§ DATA TO USE:
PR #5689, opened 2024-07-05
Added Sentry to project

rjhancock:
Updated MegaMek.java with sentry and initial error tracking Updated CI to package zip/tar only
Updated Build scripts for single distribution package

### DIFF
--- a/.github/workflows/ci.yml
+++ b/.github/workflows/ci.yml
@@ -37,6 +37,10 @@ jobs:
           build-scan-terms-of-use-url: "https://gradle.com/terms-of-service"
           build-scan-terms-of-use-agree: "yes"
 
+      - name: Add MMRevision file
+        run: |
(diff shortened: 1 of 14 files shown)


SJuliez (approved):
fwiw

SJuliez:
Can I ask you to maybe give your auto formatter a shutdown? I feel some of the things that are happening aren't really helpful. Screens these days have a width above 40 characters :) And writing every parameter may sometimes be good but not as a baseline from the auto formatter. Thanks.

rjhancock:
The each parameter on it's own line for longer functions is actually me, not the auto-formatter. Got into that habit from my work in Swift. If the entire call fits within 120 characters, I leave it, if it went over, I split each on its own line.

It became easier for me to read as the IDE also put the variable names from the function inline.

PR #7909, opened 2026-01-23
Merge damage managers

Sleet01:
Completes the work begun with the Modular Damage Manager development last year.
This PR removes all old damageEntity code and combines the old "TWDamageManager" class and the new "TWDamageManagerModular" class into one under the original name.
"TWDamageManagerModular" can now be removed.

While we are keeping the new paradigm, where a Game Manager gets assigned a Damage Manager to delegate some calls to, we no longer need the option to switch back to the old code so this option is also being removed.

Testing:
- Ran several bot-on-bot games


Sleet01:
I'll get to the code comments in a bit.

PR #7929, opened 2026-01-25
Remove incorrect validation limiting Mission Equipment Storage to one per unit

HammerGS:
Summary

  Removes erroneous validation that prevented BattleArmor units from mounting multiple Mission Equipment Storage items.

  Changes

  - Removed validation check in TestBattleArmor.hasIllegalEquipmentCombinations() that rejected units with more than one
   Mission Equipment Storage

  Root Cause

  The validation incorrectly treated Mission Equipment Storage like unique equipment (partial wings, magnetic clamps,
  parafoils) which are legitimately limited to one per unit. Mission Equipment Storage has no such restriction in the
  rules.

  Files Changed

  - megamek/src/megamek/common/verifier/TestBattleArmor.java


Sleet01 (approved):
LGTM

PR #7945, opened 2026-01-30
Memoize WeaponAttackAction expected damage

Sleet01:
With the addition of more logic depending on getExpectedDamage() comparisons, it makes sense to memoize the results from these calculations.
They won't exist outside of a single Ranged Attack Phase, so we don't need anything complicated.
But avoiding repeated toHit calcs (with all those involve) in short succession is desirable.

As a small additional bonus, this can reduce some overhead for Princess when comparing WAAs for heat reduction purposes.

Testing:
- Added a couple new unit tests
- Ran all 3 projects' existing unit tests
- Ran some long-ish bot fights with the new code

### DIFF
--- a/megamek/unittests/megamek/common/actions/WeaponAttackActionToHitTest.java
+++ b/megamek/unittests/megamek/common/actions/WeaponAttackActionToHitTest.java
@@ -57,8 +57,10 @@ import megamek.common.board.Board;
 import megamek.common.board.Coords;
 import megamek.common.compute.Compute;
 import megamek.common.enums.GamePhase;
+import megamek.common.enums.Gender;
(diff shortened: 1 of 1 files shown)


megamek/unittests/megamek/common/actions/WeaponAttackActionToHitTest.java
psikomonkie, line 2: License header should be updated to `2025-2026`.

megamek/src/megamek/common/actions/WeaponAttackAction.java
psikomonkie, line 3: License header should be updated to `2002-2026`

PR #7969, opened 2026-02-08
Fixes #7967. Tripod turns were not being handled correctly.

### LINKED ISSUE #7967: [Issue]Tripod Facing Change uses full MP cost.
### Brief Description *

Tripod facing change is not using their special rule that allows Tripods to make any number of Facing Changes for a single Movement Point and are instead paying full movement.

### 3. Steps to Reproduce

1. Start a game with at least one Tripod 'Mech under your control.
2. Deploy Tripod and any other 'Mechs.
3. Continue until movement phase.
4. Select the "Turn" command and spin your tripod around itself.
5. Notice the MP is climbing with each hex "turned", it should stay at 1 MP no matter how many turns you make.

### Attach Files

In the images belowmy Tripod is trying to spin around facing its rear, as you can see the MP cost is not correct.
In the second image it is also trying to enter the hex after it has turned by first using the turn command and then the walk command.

==

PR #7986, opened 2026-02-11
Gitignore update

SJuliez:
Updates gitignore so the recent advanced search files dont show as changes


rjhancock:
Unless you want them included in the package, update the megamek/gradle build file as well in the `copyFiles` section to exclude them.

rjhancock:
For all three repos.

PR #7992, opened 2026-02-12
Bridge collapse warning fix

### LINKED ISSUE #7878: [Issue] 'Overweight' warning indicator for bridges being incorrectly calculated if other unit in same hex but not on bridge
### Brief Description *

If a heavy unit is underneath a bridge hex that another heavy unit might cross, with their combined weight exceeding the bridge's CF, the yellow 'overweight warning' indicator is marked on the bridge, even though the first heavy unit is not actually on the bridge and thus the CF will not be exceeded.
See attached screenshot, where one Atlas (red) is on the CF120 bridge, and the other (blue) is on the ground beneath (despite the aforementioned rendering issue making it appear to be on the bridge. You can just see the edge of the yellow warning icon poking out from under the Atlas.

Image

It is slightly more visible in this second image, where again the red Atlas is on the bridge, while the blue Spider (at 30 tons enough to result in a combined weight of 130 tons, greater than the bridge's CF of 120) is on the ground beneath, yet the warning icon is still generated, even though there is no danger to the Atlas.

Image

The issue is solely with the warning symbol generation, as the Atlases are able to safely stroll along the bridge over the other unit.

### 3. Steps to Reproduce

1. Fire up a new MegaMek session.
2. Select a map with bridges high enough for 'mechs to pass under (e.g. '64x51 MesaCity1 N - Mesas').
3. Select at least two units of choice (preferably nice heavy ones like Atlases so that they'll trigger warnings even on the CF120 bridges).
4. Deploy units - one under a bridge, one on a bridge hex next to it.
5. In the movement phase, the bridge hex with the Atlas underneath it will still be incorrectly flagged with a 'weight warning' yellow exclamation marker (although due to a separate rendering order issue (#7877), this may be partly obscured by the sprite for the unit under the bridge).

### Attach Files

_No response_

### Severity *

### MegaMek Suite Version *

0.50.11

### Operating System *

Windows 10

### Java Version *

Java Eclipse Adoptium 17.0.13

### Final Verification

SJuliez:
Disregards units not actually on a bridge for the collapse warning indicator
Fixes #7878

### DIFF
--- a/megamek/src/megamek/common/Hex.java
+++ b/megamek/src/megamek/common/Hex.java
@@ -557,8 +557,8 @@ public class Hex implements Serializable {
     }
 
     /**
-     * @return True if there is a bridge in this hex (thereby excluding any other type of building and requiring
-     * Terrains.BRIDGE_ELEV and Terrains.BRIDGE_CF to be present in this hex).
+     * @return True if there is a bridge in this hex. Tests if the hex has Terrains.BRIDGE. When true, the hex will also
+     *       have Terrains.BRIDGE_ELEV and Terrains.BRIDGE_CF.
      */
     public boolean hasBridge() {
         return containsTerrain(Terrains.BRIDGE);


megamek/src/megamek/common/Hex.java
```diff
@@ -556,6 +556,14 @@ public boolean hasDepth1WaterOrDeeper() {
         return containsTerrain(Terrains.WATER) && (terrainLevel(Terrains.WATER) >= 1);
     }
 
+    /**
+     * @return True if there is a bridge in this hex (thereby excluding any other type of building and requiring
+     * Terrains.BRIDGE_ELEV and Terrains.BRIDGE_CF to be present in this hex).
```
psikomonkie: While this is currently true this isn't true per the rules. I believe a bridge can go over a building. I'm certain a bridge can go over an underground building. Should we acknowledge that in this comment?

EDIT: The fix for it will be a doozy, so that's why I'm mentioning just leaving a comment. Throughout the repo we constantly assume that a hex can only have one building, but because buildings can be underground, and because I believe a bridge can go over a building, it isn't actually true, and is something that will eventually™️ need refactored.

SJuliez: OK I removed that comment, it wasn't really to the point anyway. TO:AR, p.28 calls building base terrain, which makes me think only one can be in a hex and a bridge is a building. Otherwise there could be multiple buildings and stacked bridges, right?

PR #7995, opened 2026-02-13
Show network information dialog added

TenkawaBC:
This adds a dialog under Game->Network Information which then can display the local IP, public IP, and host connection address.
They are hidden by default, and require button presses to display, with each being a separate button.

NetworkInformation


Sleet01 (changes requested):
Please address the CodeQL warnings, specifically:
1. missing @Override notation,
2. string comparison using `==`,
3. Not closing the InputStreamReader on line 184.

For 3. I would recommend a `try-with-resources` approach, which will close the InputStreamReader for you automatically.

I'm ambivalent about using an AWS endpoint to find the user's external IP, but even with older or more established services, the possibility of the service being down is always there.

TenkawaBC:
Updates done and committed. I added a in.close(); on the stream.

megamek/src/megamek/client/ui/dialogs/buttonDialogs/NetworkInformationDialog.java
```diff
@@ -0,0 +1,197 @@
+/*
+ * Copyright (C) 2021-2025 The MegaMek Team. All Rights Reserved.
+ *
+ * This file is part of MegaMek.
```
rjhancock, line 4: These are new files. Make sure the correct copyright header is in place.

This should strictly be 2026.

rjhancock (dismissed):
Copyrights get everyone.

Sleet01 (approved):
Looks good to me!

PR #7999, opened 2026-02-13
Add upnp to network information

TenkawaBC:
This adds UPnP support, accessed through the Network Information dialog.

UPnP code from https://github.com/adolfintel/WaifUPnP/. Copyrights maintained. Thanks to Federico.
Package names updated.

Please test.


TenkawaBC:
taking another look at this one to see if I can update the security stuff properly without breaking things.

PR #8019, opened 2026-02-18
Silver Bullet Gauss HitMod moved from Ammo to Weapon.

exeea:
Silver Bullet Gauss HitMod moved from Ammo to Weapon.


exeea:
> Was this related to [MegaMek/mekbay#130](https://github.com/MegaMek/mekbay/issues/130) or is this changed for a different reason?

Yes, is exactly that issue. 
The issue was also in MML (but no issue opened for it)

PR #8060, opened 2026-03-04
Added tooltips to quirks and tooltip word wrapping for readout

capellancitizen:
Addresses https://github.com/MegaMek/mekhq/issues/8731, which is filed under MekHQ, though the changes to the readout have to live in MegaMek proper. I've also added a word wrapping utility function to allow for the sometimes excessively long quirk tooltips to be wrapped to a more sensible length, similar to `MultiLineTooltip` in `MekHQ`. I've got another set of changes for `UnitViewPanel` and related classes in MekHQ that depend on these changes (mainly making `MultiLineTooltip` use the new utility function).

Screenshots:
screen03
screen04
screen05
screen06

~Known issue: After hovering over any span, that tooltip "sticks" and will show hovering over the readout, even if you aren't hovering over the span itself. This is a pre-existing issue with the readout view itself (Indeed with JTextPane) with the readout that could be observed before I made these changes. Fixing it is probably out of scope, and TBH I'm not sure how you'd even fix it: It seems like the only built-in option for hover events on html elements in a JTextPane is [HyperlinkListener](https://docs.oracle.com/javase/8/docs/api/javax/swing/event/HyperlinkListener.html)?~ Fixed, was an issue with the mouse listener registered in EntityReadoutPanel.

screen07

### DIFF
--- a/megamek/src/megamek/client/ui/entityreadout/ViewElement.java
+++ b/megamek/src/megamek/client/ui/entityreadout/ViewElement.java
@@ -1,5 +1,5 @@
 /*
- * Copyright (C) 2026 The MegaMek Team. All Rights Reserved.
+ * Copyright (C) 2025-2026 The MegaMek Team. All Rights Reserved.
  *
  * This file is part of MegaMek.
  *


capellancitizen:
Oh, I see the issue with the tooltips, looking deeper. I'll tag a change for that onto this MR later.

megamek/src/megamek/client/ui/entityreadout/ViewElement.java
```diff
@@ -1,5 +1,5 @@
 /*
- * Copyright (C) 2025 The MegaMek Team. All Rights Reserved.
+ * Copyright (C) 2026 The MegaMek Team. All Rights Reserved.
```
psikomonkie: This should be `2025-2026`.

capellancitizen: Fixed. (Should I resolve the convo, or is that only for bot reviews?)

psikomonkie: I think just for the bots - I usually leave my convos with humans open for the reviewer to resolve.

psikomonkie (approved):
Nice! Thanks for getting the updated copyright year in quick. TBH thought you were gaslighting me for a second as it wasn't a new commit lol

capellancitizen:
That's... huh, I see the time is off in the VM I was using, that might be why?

§ EXERCISE AIM:
In the listing above, find each line containing "terms" and copy it.

§ SOLUTION TO THIS TASK:
           build-scan-terms-of-use-url: "https://gradle.com/terms-of-service"
           build-scan-terms-of-use-agree: "yes"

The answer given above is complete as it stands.